# Newel post placement



## vinny186 (Jan 20, 2017)

Getting ready to install a handrail but was wondering if anyone had any suggestions as to where to place the newel post.

Would you place it in front of the knee wall or notch it out about 1/2 way to fit around the knee wall to possibly give it more support?


----------



## nealtw (Jan 20, 2017)

I would be tempted to cut some of that away and then put the post there. That will give you more room for 2 lags.
You may want to put it on the outside so it is not comfortable hand rail as you want to drive people to the other side of the stair case at the top.

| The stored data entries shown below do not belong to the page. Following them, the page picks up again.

PR #10764, opened 2018-08-13
Add forDomain argument to Distribution class constructors

### LINKED ISSUE #10762: Feature Request: Add a default argument for Cyclic's `startIdx` and Block's `boundingBox`
It feels that when the user must specify these arguments for their respective distributions, it makes it impossible to specify an action like: "here is the distribution, please distribute your data over it". To make matters worse, if the user does not know how the data will be distributed, it is possible to create a severe load imbalance.

Let's say that the user specifies that I should allocate data over a `Block` distribution, but does not know the `boundingBox`, what should they use as the argument? No matter what value they choose (barring the extreme cases where they try to allocate some really large out-of-bounds `boundingBox={min(int)..max(int)}` (which won't work since it [overflows](https://tio.run/##S85ILEjN@f@/tDhVwSknPznbJbO4xJqLq7wosyQ1J0@jOjczTyMzr0RTTy83sQLMqtW05ipLLFJIyc9VsFXwyU9OzEkNLkhMTlVIyU0sKEhNgRiET2tiUZGClUI00IRYBaC4Ndw6oISm9f//AA), but it will work if you divide both `min(int)` and `max(int)` by two), or `startIdx=min(int)` for `Cyclic` distribution. I'm all for keeping the ability to specify both `boundingBox` and `startIdx` for the sake of customization, but it should default to a much larger and acceptable default.

What is worse is what happens if the user fails to provide an adequate `boundingBox` or `startIdx`, which is a severe load balance. What happens if the data is distributed over negative indices and they set the `startIdx` at 0 or 1? What if the user lazily gave a `boundingBox={1..1}` due to not knowing what the argument even did and ends up with all data being distributed over a single locale?

I think the user should be able to allocate/create distributed domains with as little thought as possible for the simple use-cases...

```chpl
var cyclicArr : [{1..1000} dmapped Cyclic] int;
var blockArr : [{1..1000} dmapped Block] int;
```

I have had that staircase and you really do need the hand rail on the other side of the stairs.
If that is the same stairs as you transition post.


----------



## vinny186 (Jan 20, 2017)

Cutting it is a good idea because it will also provide more room on the landing. How would you get a plumb even cut?


----------



## bud16415 (Jan 21, 2017)

I think I wouldn't touch what was there at all and just cut the bottom of my post at a angle and attach it to the top of the cap piece if it looked like that was sturdy. Maybe with a threaded rod going down thru a hole or with a mortise. Just an idea.


----------



## Gary (Jan 21, 2017)

Mine may be a little overkill, but I cut a square hole in the floor in front of the first riser and attached a 4''x4'' to the floor joist north & south with carriage bolts and also the first riser east & west. Then after the floor was done I wrapped the 4''x4'' with oak. Been there nearly 20 years now with some pretty rough use from kids, etc. and not so much as a wiggle or creak.


----------



## vinny186 (Jan 21, 2017)

Thanks Gary. I might go that route if I can't find a less complicated alternative. 

Bud, my knee wall is 2 1/4" thick, would you cut the post to fit around the knee wall in some fashion?


----------



## Gary (Jan 21, 2017)

I might be inclined to do it like this. I'd put another face board over the front  also , I  left it open to show left, right & middle filler board. If the stringer is solid, which I presume it is, this should hold pretty well. IMHO 
If painting I would just fill the joints and sand smooth, if using stained & finished wood, I would probably 45° the joints to make it look like a one piece solid post. using quarter sawn on the opposing sides sells the solid post look a little better. Put some good sized screws through the post boards into the stringer, countersink & plug with wood plugs or put a finish baseboard around the bottom to cover the screws.


----------



## slownsteady (Jan 22, 2017)

Are you sure that wouldn't compromise the strength of the post?


----------



## bud16415 (Jan 22, 2017)

vinny186 said:


> Thanks Gary. I might go that route if I can't find a less complicated alternative.
> 
> Bud, my knee wall is 2 1/4" thick, would you cut the post to fit around the knee wall in some fashion?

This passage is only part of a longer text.